Ну и как же с этим мерзавцем поступить? Остановить? Попытаться разоблачить? Ей никто не поверит, а если и найдется поверивший — не поможет. Никто. Там, где замешаны такие деньги, остановить невозможно. Раздавят и не заметят. Но можно ведь и не переть в полный рост на танк с гранатой в руке, как в старых фильмах о войне. Можно иначе помешать…
— Мне все ясно, — повторила Лученко. — Ваша судьба для меня прозрачна. Я-то не собираюсь нападать на вас или разоблачать. Но имейте в виду, даже самые безупречные схемы отъема ценностей у музеев рано или поздно дадут трещину. Потому что выполняются людьми, а человек небезупречен. Ему свойственно ошибаться. Сорвутся где-нибудь в провинции ваши помощники, натворят чего-то — и пойдет ниточка разматываться, и до вас дойдет.
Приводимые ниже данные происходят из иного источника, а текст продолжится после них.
PR #677, opened 2024-02-21
OM System OM-1 Mark II support (12-bit only)

kmilos:
https://github.com/darktable-org/darktable/issues/16297

Using latest ADC 16.2

Crops are not verified, waiting for RPU samples.


LebedevRI:
Checked, still no sample uploads.

LebedevRI:
@kmilos thank you!

PR #680, opened 2024-02-22
Add placeholders for known unsupported cameras

kmilos:
* Canon models using CR3 codec
* Panasonic models using v8 codec

### DIFF
--- a/data/cameras.xml
+++ b/data/cameras.xml
@@ -10844,6 +10844,12 @@
 			</ColorMatrix>
 		</ColorMatrices>
 	</Camera>
+	<Camera make="Panasonic" model="DC-S5M2" supported="no">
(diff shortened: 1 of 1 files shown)


LebedevRI:
(I have not verified that each change here does exactly what it says it does.)

Hm i don't know. I guess this makes sense, and seeds the names for RPU sample request thing.

LebedevRI:
@kmilos thank you.

kmilos:
> I guess this makes sense, and seeds the names for RPU sample request thing.

One of the ideas behind it indeed. Another I had in mind is to still have `getCamera()` return at least something (e.g. sanitized maker/model names and aliases) for as many known cameras as possible.

PR #690, opened 2024-03-01
RafDecoder: support vendor crop from metadata

kmilos:
Addresses https://github.com/darktable-org/darktable/issues/5729

Needs some testing though...

It could make sense to remove the explicit crop from database for [Gen 4](https://en.wikipedia.org/wiki/Fujifilm_X-Trans_sensor#List_of_X-Trans_sensors) (first w/ this sports finder mode?) and onwards, maybe GFX series as well?


LebedevRI:
Thanks for looking into it!

What i think needs to happen, is we need to actually store this vendor crop field in `RawImage`,
just like we do `colormatrix`, and then `rstest`/`rs-identify` need to be updated to dump that field.
Then this effectively has test coverage. Do you want to look into that?
If yes, let's do that as a separate PR, since we already read vendor crop in some other decoder.

kmilos:
I could look into it, but might be a while until I get around to it...

LebedevRI:
I'm quite conflicted here.
On one hand, this breaks a very basic promise of providing all usable pixels.
On the other hand, it's obvious that such hardcoding was never going to work
in the long run, precisely because of these raw crops.
On another hand, i don't like `cameras.xml` in the first place, and this reduces that file.

kmilos:
Damned if you do and damned if you don't. 😕

LebedevRI:
I'll merge this, but i think we need to come to a more general decision on this kind of thing,
do we just kill this concept of custom crop when there's vendor crop avaliable?

LebedevRI:
@kmilos thank you!

kmilos:
> do we just kill this concept of custom crop when there's vendor crop avaliable?

That is one consistent option.

The other is more messy I think - somehow detecting and introducing more modes to cameras.xml

LebedevRI:
> The other is more messy I think - somehow detecting and introducing more modes to cameras.xml

Yup, that is the other option i hadn't mentioned, and indeed it's messy.

Issue #520, opened 2023-09-18
Probable overscanning of sony ILCE-7M4 APS-C cropped RAWs


koolfy:
Hello, I have noticed 100% of my APS-C cropped images getting out of darktable show lines of corrupted pixels on the right of the images (before rotation corrections)

I have found this interesting thread: https://www.dpreview.com/forums/thread/4637906
This seems to suggest that at least some generations of proprietary tools have struggled in a very similar fashion with this camera body, specifically with APS-C crops.

Visually it looks like we are simply overscaning the image beyond where there is actually information.

What's interesting is in any case we read more information than Sony presents in its in-body JPGs

Here is the in-body JPG for an uncropped picture (I disabled in-body lens distortion correction):

https://ibb.co/qxz5SvP

Same picture, out of darktable 4.4.2 built against rawspeed commit 2f1e3143875b7834322daa0b7bdbd5aec0ded932 (17 sept develop HEAD) (I went to the original step in the history stack to remove as much processing as possible)

https://ibb.co/128p7M5

Now the cropped ones:

in-body JPG for APS-C cropped image:

https://ibb.co/LQ9jtxL

And the exact same picture straight out of darktable (same build):

https://ibb.co/BgMpcYt

In all cases, we read much more data around the edges than Sony does, and in the APS-C crop format, we appear to be actively overscanning the right bound on the image (but are fine vertically)

One interesting note, using digikam quickly (libraw), I noticed they suffer from a similar overscan on both the cropped and uncropped file (rawspeed reads correctly uncropped files but libraw overscans them).

I was going to compare pixel counts on the in-body camera and the raw file exports, but I don't trust how different settings in the body might affect pixel counts on the in-body JPGs.

Here is the link to a google drive containing all versions including actual raw .ARW files:

https://drive.google.com/drive/folders/1sSbFRuQuxJi14ZYcVAzrMeM2At-hOtFV?usp=sharing

One even more interesting note is that the google drive preview for APS-C crops seems to suffer from the exact same symptom.
Maybe my camera is causing this at a very low level? But it would be extremely strange that the dpreview thread would outline the exact same issue.

If it's not an incorrect RAW decoding, might it be a commonplace firmware bug that nobody noticed before?

UPDATE: in case it ends up being relevant, I'm using firmware 2.00 from Sony

LebedevRI:
Yup, not really surprised that this happens. 
Given that the crop information is hardcoded
(generally, as offsets to the image size) in an XML,
[...]

PR #699, opened 2024-03-26
Sony ILCE-9M3 support

### LINKED ISSUE #16523: Sony Alpha 9 III (ILCE-9M3)
I have recently acquired a Sony Alpha 9M3, which appears to be at least partially supported by RawTherapee (uncompressed mode) but not by DarkTable yet. It would be good enough if I could read the same format for a start.

I have submitted a set of 5 ARWs  (one per compression mode) to raw.pixls.us.

kmilos:
Resolves https://github.com/darktable-org/darktable/issues/16523

Luckily the APS-C crop is smaller than the FF one (unlike w/ the [7M4](https://github.com/darktable-org/rawspeed/issues/520)), so this is good to go IMHO. Otherwise, we switch all "modern" Sonys to vendor metadata crop...

### DIFF
--- a/data/cameras.xml
+++ b/data/cameras.xml
@@ -14127,8 +14127,23 @@
 			</ColorMatrix>
 		</ColorMatrices>
 	</Camera>
-	<Camera make="SONY" model="ILCE-9M3" supported="unknown-no-samples">
+	<Camera make="SONY" model="ILCE-9M3">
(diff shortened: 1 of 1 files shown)


LebedevRI:
X-Ref: https://github.com/pixlsus/raw/issues/83

LebedevRI:
@kmilos thank you!
Checked on the samples, looks about right.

На вашем месте я не была бы так спокойна… Это первое. Второе: вы, в свою очередь, должны пообещать, что не станете подсылать ко мне ваших людей, как-то вредить. Лучше всего забудьте обо мне, если хотите, чтобы я забыла о вас.
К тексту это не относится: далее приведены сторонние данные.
PR #707, opened 2024-04-06
Apple MakerNotes parsing support

kmilos:
Saves significant load time by skipping the erroneous scanning of 16752 ("Ap" = 0x4170) entries otherwise.

WIP: there is a 0x2e entry in the Apple makernotes that now clashes w/ the (Panasonic?) MAKERNOTE_ALT. Don't seem to have access to `make` at that point, so not sure how to best handle this? @LebedevRI 

It might in general be a good idea to add a mechanism to bail out of trying to parse some known unsupported makernotes earlier? Another example: Google's are not in the IFD format, but we try parsing 17480 ("DH" = 0x4448) entries anyway.

### DIFF
--- a/src/librawspeed/tiff/TiffIFD.cpp
+++ b/src/librawspeed/tiff/TiffIFD.cpp
@@ -80,7 +80,7 @@ void TiffIFD::parseIFDEntry(NORangesSet<Buffer>* ifds, ByteStream& bs) {
       break;
 
     case MAKERNOTE:
-    case MAKERNOTE_ALT:
+    // case MAKERNOTE_ALT:
       add(parseMakerNote(ifds, t.get()));
       break;
 
@@ -194,6 +194,8 @@ TiffRootIFDOwner TiffIFD::parseMakerNote(NORangesSet<Buffer>* ifds,
     setup(true, 16);
   } else if (bs.hasPrefix("EPSON")) {
     setup(false, 8);
+  } else if (bs.hasPrefix("Apple iOS")) {
+    setup(true, 14, 12, "Apple makernote");
   } else if (bs.hasPatternAt("Exif", 6)) {
     // TODO: for none of the rawsamples.ch files from Panasonic is this true,
     // instead their MakerNote start with "Panasonic" Panasonic has the word


LebedevRI:
I think i'm missing a bit more trivia here in order to comment on this.

* Why do we need to do this?
* What goes wrong if we don't do this?
* What do we achieve by doing this?

> WIP: there is a 0x2e entry in the Apple makernotes that now clashes w/ the (Panasonic?) MAKERNOTE_ALT. Don't seem to have access to `make` at that point, so not sure how to best handle this? @LebedevRI

Clashes in what way?
 
> It might in general be a good idea to add a mechanism to bail out of trying to parse some known unsupported makernotes earlier? Another example: Google's are not in the IFD format, but we try parsing 17480 ("DH" = 0x4448) entries anyway.

Maybe, i don't know. I do suspect that the parsing should be less up-front but more on the lazy, as-needed side.

kmilos:
Nothing goes wrong, as in it doesn't break functionality. But there's a lot of cycles wasted and eventually an exception thrown for random OOB access.

LebedevRI:
Ok, and what about the clashing part?

kmilos:
> what about the clashing part?

Apple makernotes actaully have a regular (unknown to us) 0x2e entry, but RawSpeed thinks that's a Panasonic MakerNote IFD, so it ends up calling `TiffIFD::parseMakerNote()` recursively (which actually segfaults).

LebedevRI:
By `segfaults`, i'm guessing you mean "throws an exception"?
I see no segfaults here, and i'm reasonably sure there shouldn't be any.

@kmilos this sounds reasonable, although the comments here are a bit cryptic.
Thank you.

kmilos:
> By `segfaults`, i'm guessing you mean "throws an exception"?

Hm... I thought I saw something different in the debugger, but an exception it is, so I guess no need for additional workarounds.

michelerenzullo:
Hi @kmilos, thank you for this project, I am not sure if is something off on my side or something is going on when trying to parsing the IFD on an Apple iOS DNG.
I found this closed MR, and I believe is highly related to my issue.
I got this exception when trying to decoding an Apple ProRAW image.
```
ThrowException<rawspeed::TiffParserException>(char const*, ...)
TiffEntry::TiffEntry(rawspeed::TiffIFD*, rawspeed::ByteStream&)
TiffIFD::parseIFDEntry(rawspeed::NORangesSet<rawspeed::Buffer>*, rawspeed::ByteStream&)
```
I am trying to debugging and figure out what's going on, in the meantime this is the image to reproduce the issue:
[_iPhone14Pro_ProRAW48MP.DNG](https://drive.proton.me/urls/6TREFGABQG#TW69qwt51jly)

Thanks for helping

LebedevRI:
//Which// exception?
https://github.com/darktable-org/rawspeed/blob/b646af081183d97ae3b9ea421d2b4afa9961fe76/src/librawspeed/tiff/TiffEntry.cpp#L106C43-L113
Also, more globally, what is the bigger overall problem that you are having with that file?

michelerenzullo:
> //Which// exception? https://github.com/darktable-org/rawspeed/blob/b646af081183d97ae3b9ea421d2b4afa9961fe76/src/librawspeed/tiff/TiffEntry.cpp#L106C43-L113 Also, more globally, what is the bigger overall problem that you are having with that file?

This one to be more precise "Error reading TIFF structure. Unknown Type 0x%x encountered."
```cpp
TiffEntry::TiffEntry(TiffIFD* parent_, ByteStream& bs)
    : parent(parent_), tag(static_cast<TiffTag>(bs.getU16())) {
  const uint16_t numType = bs.getU16();
  if (numType > static_cast<uint16_t>(TiffDataType::OFFSET))
    ThrowTPE("Error reading TIFF structure. Unknown Type 0x%x encountered.",
```

From debugger the locals says
`tag = PANASONIC_ISO_SPEED, numType = 16`

The exception make crash the implementation I have in my library. I could workaround probably, but I wanted to report so maybe can be fixed

LebedevRI:
I'm not sure what you mean by "crash", it decodes "successfully":
```
rawspeed/build-Clang18-SANITIZE$ ./src/utilities/rstest/rstest -c -f -d /tmp/_iPhone14Pro_ProRAW48MP.DNG 
/tmp/_iPhone14Pro_ProRAW48MP.DNG                       : starting decoding ... 
/tmp/_iPhone14Pro_ProRAW48MP.DNG failed: /home/lebedevri/rawspeed/src/librawspeed/decompressors/AbstractDngDecompressor.cpp:249: void rawspeed::AbstractDngDecompressor::decompress() const: Too many errors encountered. Giving up. First Error:
/home/lebedevri/rawspeed/src/librawspeed/decompressors/LJpegDecoder.cpp:108: virtual Buffer::size_type rawspeed::LJpegDecoder::decodeScan(): Unsupported predictor mode: 7
Total decoding time: 0s
```

kmilos:
The lack of ljpeg predictor 7 support for pixel decoding is a separate, bigger (and known) issue here, to the unsupported parsing of Apple MakerNotes.

In any case, you should probable be handling the exceptions in your app.

michelerenzullo:
Thank you, I got later that even with the correct tiff parser I wouldn't be able because the predictor 7 is in progress. Yes, I will handle this more properly on my side.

— Обещаю, — с готовностью выпалил хозяин особняка. И тут же подумал: «Как же, размечталась! Не вышло у этих идиотов, найдем других. Я тебя, ведьма, обязательно достану!»
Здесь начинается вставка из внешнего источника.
PR #4418, opened 2025-12-04
only support finite p in lp norm

mzhukova:
Small change to address [MFDNN-4095](https://jira.devtools.intel.com/browse/MFDNN-4095), that is to disallow `p = inf` for now.

### DIFF
--- a/tests/gtests/test_reduction.cpp
+++ b/tests/gtests/test_reduction.cpp
@@ -17,6 +17,8 @@
 #include "dnnl_test_common.hpp"
 #include "gtest/gtest.h"
 
+#include <limits>
+
 #include "oneapi/dnnl/dnnl.hpp"
 
 namespace dnnl {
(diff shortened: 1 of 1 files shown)


mzhukova:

— Но поскольку я вашим обещаниям не верю…
— Ну, Вера Лексевна, деточка! — запротестовал Чабанов. От предположения, что она читает его мысли, ему стало жарко. Вытирая пот носовым платком, он искоса подглядывал за докторшей.
— Никакая я вам не деточка! Зарубите это на своей бородавке! Поскольку я не доверяю вам, то решила подстраховаться. В случае, если вам придет в голову идея как-то вредить мне, у вас тотчас же начнется сильнейшая диарея.
— Чего-чего у меня начнется? — подпрыгнул министерский хлыщ.
— Диарея, или, по-простому, — понос. Причем никакое лекарство не поможет. А уж если вслух надумаете выразить что-то конкретное мне во вред, и вовсе на унитазе обоснуетесь. Он у вас удобный?
— Вы сумасшедшая?! — ужаснулся Чабанов. — Как вы можете! Вы же доктор!
— Вам станет легче, если будете считать меня сумасшедшей? Не возражаю! Назовем это моей докторской профилактикой. Потрудитесь хорошо запомнить, что я вам сказала: вы можете думать обо мне только хорошее! Иначе туалет станет вашим основным местом пребывания. Не пожелаете мне вреда, не вспомните мое имя со злобой — будете жить, как жили.
Она повернулась и спокойно вышла. Ровно через пять минут она выбросила чиновника из головы: к убийствам в музее он отношения не имел. Теперь Вере предстоял финал ее расследования…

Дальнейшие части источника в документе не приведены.